What to work on:
Return the entries below in full. Keep every word as it is.

___ Source data ___

PR #305, opened 2019-06-10
[1609] Cope with null returned from CourseMapper

timabell:
### Context

Exporter failing

Make it not fail

To make it impossible to incorrectly publish courses the course mapper
now returns null when a course shouldn't be published. This was breaking
the calling code.

This patch makes the exporter cope with the newly returned nulls.

### Guidance to review

This code is pretty hard to test so I want to get a fix out rapidly then worry about coverage or just wait for the whole thing to be deleted.


timabell:
[course exporter failing](https://trello.com/c/euNNW7Np/1609-course-exporter-failing)

timabell:

PR #306, opened 2019-06-10
[1583] Refine failure modes for publishing unpublished courses

timabell:
### Context

* sc-exporter is falling over on newly introduced nulls (not hit prod yet)
* preview possibly broken by introducing null return

* revert change to course mapper that introduced nulls
* check for unpublished course only in publish endpoint flow

### Guidance to review

Don't ask about the tests.

### Commit message

The original patch to make the mapper return null broke other usages of
the mapper (bulk export & preview).

This second attempt operates in the publish controller instead. It still
causes attempts to publish a single course that is not published to fail
(which was the intent of the previous PR), but will leave all other code
paths untouched.

* Revert returning null in mapper
* Return null `GetValidCourses()` instead so that the publish controller
can decide what to do with non-published courses
* In the case of a request to publish a single course, fail (return
false) if null was returned from GetValidCourses.
* I think this changes the behaviour of publishing an entire provider to
only publish published courses. This might previously have been
incorrect.
* Revert tests as original mapper behaviour has been restored.
* Make sc-exporter cope with any nulls returned from course mapper


timabell:

timabell:
Approved by Misha, now add more codez....

misaka:

timabell:
abandon ship!
reverted previous commit, this no longer applies

PR #316, opened 2020-07-24
Dshekhar/bfd 285 BFD v2 rfc

dshekhar18:
### Change Details

This RFC proposes that our team migrate from BFD v1 platform currently on FHIR STU3 to BFD v2 platform supporting the first normative FHIR release, R4 and implement CARIN BB profiles.. BFD v2 RFC is located at:

[BFD v2 RFC.md](https://github.com/CMSgov/beneficiary-fhir-data/blob/dshekhar/BFD-285-BFDv2_RFC/rfcs/BFDv2/BFDv2%20RFC.md)

### Acceptance Validation

BFD to provide a new v2 endpoint URL (future state) and will make no architectural change to the v1 endpoint (current state). The goal is for partners to not have to make any changes in their existing integration points with BFD. BFD Stakeholders and Peer Partners will have the option to move to BFD v2 to take advantage of new features, new enhancements and new data fields. v2 will be a work in progress based on business and industry standard needs. BFD v2 (FHIR-R4) will not be backward compatible with BFD v1 (FHIR-STU3).

### Feedback Requested

Make sure all design changes are clearly outlined for  BFD v1 (FHIR STU3) migration to BFDv2 (FHIR R4/CARIN).
### External References

- BFD-285 (https://jira.cms.gov/browse/BFD-285)

### Security Implications

No

 No

Testing scenarios:
NA


dshekhar18:
> I'm unclear here on what you feel needs comment ("RFC" stands for "Request for Comment"). Can you please help me understand what it is you're proposing that you want input on?
> 
> As I read it now, it's basically just saying "we're going to add v2 endpoints with new resource providers to support them" which feels uncontroversial. But perhaps I'm missing something?
> 
> Also: it'd probably help if you removed all the unrelated stuff from the PR, like the stuff that got mixed in from your "v2 Patient" RFC, etc.

@karlmdavis  Thanks for your comments. The v2 RFC is for partners/users to have some background, motivation, proposed path and changes BFD v2 will have. If there are no comments, then thats perfectly valid scenario. Also the reason I put a Patient v1 and v2 there was for sake of completeness so partners can see that BFD v2 WILL NOT be backward compatible with BFD v1 and they will not be able to use their v1 connectors/interfaces/integration points. All concerns/comments are welcome from all partners.

rfcs/BFDv2/Patient RFC.md
```diff
@@ -0,0 +1,250 @@
...
+•	2106-3			White  
+•	UNK			Unknown  
+•	ASKU			Asked but no answer  
+
+ 		
+
+### Proposed Solution: Drawbacks
+[Proposed Solution: Drawbacks]: #proposed-solution-drawbacks
+
+Supporting both v1 and v2 in parallel may cause slight performance issues.
```
adaykin, line 225: Since at least initially there won't be as many users using v2, would it be possible to do something like dedicate 1 node to v2 and 3 to v1? Just so the new experimental doesn't affect the current stable version.

dshekhar18: + @jzulim, @sarah-tully, @karlmdavis 

@adaykin This can be definitely discussed once POC phase is DONE as part of v2 go-live. Thanks.

karlmdavis:
> the reason I put a Patient v1 and v2 there was for sake of completeness so partners can see that BFD v2 WILL NOT be backward compatible with BFD v1 and they will not be able to use their v1 connectors/interfaces/integration points.

@dshekhar18 I would state this explicitly in the RFC text, then. The lack of backwards compatibility wasn't clear to me reading through things, and I doubt it will be to others, either, unless they happen to read the comments here.

dshekhar18:
> > the reason I put a Patient v1 and v2 there was for sake of completeness so partners can see that BFD v2 WILL NOT be backward compatible with BFD v1 and they will not be able to use their v1 connectors/interfaces/integration points.
> 
> @dshekhar18 I would state this explicitly in the RFC text, then. The lack of backwards compatibility wasn't clear to me reading through things, and I doubt it will be to others, either, unless they happen to read the comments here.

@karlmdavis Comment incorporated. Thanks for bringing this up.

rfcs/BFDv2/Patient RFC.md
jzulim: @adaykin With our current deploy / infra and tooling, running V2 on a single node is not in scope here. We are limiting the V2 with a feature flag, but this will apply to all nodes. We'll only be in SBX for the time being, so if we see performance issues we'll catch and work through them.

rfcs/BFDv2/BFDv2 RFC.md
```diff
@@ -0,0 +1,235 @@
...
+FHIR R4 (US-Core, Normative release):
+http://hl7.org/fhir/R4
+
+
+CARIN BB Profiles:
+http://build.fhir.org/ig/HL7/carin-bb
+
+### Detailed Design
+
+[Detailed Design]: #detailed-design
```
jzulim, line 78: Could you use this section to detail the technical 'nuts and bolts' to how we intend to implement two versions?

dshekhar18:
> I'm unclear here on what you feel needs comment ("RFC" stands for "Request for Comment"). Can you please help me understand what it is you're proposing that you want input on?
> 
> As I read it now, it's basically just saying "we're going to add v2 endpoints with new resource providers to support them" which feels uncontroversial. But perhaps I'm missing something?
> 
> Also: it'd probably help if you removed all the unrelated stuff from the PR, like the stuff that got mixed in from your "v2 Patient" RFC, etc.

@karlmdavis Thanks Karl for all your feedback and inputs. They have been incorporated in the PR.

___

Written response:
PR #305, opened 2019-06-10
[1609] Cope with null returned from CourseMapper

timabell:
### Context

Exporter failing

Make it not fail

To make it impossible to incorrectly publish courses the course mapper
now returns null when a course shouldn't be published. This was breaking
the calling code.

This patch makes the exporter cope with the newly returned nulls.

### Guidance to review

This code is pretty hard to test so I want to get a fix out rapidly then worry about coverage or just wait for the whole thing to be deleted.


timabell:
[course exporter failing](https://trello.com/c/euNNW7Np/1609-course-exporter-failing)

timabell:

PR #306, opened 2019-06-10
[1583] Refine failure modes for publishing unpublished courses

timabell:
### Context

* sc-exporter is falling over on newly introduced nulls (not hit prod yet)
* preview possibly broken by introducing null return

* revert change to course mapper that introduced nulls
* check for unpublished course only in publish endpoint flow

### Guidance to review

Don't ask about the tests.

### Commit message

The original patch to make the mapper return null broke other usages of
the mapper (bulk export & preview).

This second attempt operates in the publish controller instead. It still
causes attempts to publish a single course that is not published to fail
(which was the intent of the previous PR), but will leave all other code
paths untouched.

* Revert returning null in mapper
* Return null `GetValidCourses()` instead so that the publish controller
can decide what to do with non-published courses
* In the case of a request to publish a single course, fail (return
false) if null was returned from GetValidCourses.
* I think this changes the behaviour of publishing an entire provider to
only publish published courses. This might previously have been
incorrect.
* Revert tests as original mapper behaviour has been restored.
* Make sc-exporter cope with any nulls returned from course mapper


timabell:

timabell:
Approved by Misha, now add more codez....

misaka:

timabell:
abandon ship!
reverted previous commit, this no longer applies

PR #316, opened 2020-07-24
Dshekhar/bfd 285 BFD v2 rfc

dshekhar18:
### Change Details

This RFC proposes that our team migrate from BFD v1 platform currently on FHIR STU3 to BFD v2 platform supporting the first normative FHIR release, R4 and implement CARIN BB profiles.. BFD v2 RFC is located at:

[BFD v2 RFC.md](https://github.com/CMSgov/beneficiary-fhir-data/blob/dshekhar/BFD-285-BFDv2_RFC/rfcs/BFDv2/BFDv2%20RFC.md)

### Acceptance Validation

BFD to provide a new v2 endpoint URL (future state) and will make no architectural change to the v1 endpoint (current state). The goal is for partners to not have to make any changes in their existing integration points with BFD. BFD Stakeholders and Peer Partners will have the option to move to BFD v2 to take advantage of new features, new enhancements and new data fields. v2 will be a work in progress based on business and industry standard needs. BFD v2 (FHIR-R4) will not be backward compatible with BFD v1 (FHIR-STU3).

### Feedback Requested

Make sure all design changes are clearly outlined for  BFD v1 (FHIR STU3) migration to BFDv2 (FHIR R4/CARIN).
### External References

- BFD-285 (https://jira.cms.gov/browse/BFD-285)

### Security Implications

No

 No

Testing scenarios:
NA


dshekhar18:
> I'm unclear here on what you feel needs comment ("RFC" stands for "Request for Comment"). Can you please help me understand what it is you're proposing that you want input on?
> 
> As I read it now, it's basically just saying "we're going to add v2 endpoints with new resource providers to support them" which feels uncontroversial. But perhaps I'm missing something?
> 
> Also: it'd probably help if you removed all the unrelated stuff from the PR, like the stuff that got mixed in from your "v2 Patient" RFC, etc.

@karlmdavis  Thanks for your comments. The v2 RFC is for partners/users to have some background, motivation, proposed path and changes BFD v2 will have. If there are no comments, then thats perfectly valid scenario. Also the reason I put a Patient v1 and v2 there was for sake of completeness so partners can see that BFD v2 WILL NOT be backward compatible with BFD v1 and they will not be able to use their v1 connectors/interfaces/integration points. All concerns/comments are welcome from all partners.

rfcs/BFDv2/Patient RFC.md
```diff
@@ -0,0 +1,250 @@
...
+•	2106-3			White  
+•	UNK			Unknown  
+•	ASKU			Asked but no answer  
+
+ 		
+
+### Proposed Solution: Drawbacks
+[Proposed Solution: Drawbacks]: #proposed-solution-drawbacks
+
+Supporting both v1 and v2 in parallel may cause slight performance issues.
```
adaykin, line 225: Since at least initially there won't be as many users using v2, would it be possible to do something like dedicate 1 node to v2 and 3 to v1? Just so the new experimental doesn't affect the current stable version.

dshekhar18: + @jzulim, @sarah-tully, @karlmdavis 

@adaykin This can be definitely discussed once POC phase is DONE as part of v2 go-live. Thanks.

karlmdavis:
> the reason I put a Patient v1 and v2 there was for sake of completeness so partners can see that BFD v2 WILL NOT be backward compatible with BFD v1 and they will not be able to use their v1 connectors/interfaces/integration points.

@dshekhar18 I would state this explicitly in the RFC text, then. The lack of backwards compatibility wasn't clear to me reading through things, and I doubt it will be to others, either, unless they happen to read the comments here.

dshekhar18:
> > the reason I put a Patient v1 and v2 there was for sake of completeness so partners can see that BFD v2 WILL NOT be backward compatible with BFD v1 and they will not be able to use their v1 connectors/interfaces/integration points.
> 
> @dshekhar18 I would state this explicitly in the RFC text, then. The lack of backwards compatibility wasn't clear to me reading through things, and I doubt it will be to others, either, unless they happen to read the comments here.

@karlmdavis Comment incorporated. Thanks for bringing this up.

rfcs/BFDv2/Patient RFC.md
jzulim: @adaykin With our current deploy / infra and tooling, running V2 on a single node is not in scope here. We are limiting the V2 with a feature flag, but this will apply to all nodes. We'll only be in SBX for the time being, so if we see performance issues we'll catch and work through them.

rfcs/BFDv2/BFDv2 RFC.md
```diff
@@ -0,0 +1,235 @@
...
+FHIR R4 (US-Core, Normative release):
+http://hl7.org/fhir/R4
+
+
+CARIN BB Profiles:
+http://build.fhir.org/ig/HL7/carin-bb
+
+### Detailed Design
+
+[Detailed Design]: #detailed-design
```
jzulim, line 78: Could you use this section to detail the technical 'nuts and bolts' to how we intend to implement two versions?

dshekhar18:
> I'm unclear here on what you feel needs comment ("RFC" stands for "Request for Comment"). Can you please help me understand what it is you're proposing that you want input on?
> 
> As I read it now, it's basically just saying "we're going to add v2 endpoints with new resource providers to support them" which feels uncontroversial. But perhaps I'm missing something?
> 
> Also: it'd probably help if you removed all the unrelated stuff from the PR, like the stuff that got mixed in from your "v2 Patient" RFC, etc.

@karlmdavis Thanks Karl for all your feedback and inputs. They have been incorporated in the PR.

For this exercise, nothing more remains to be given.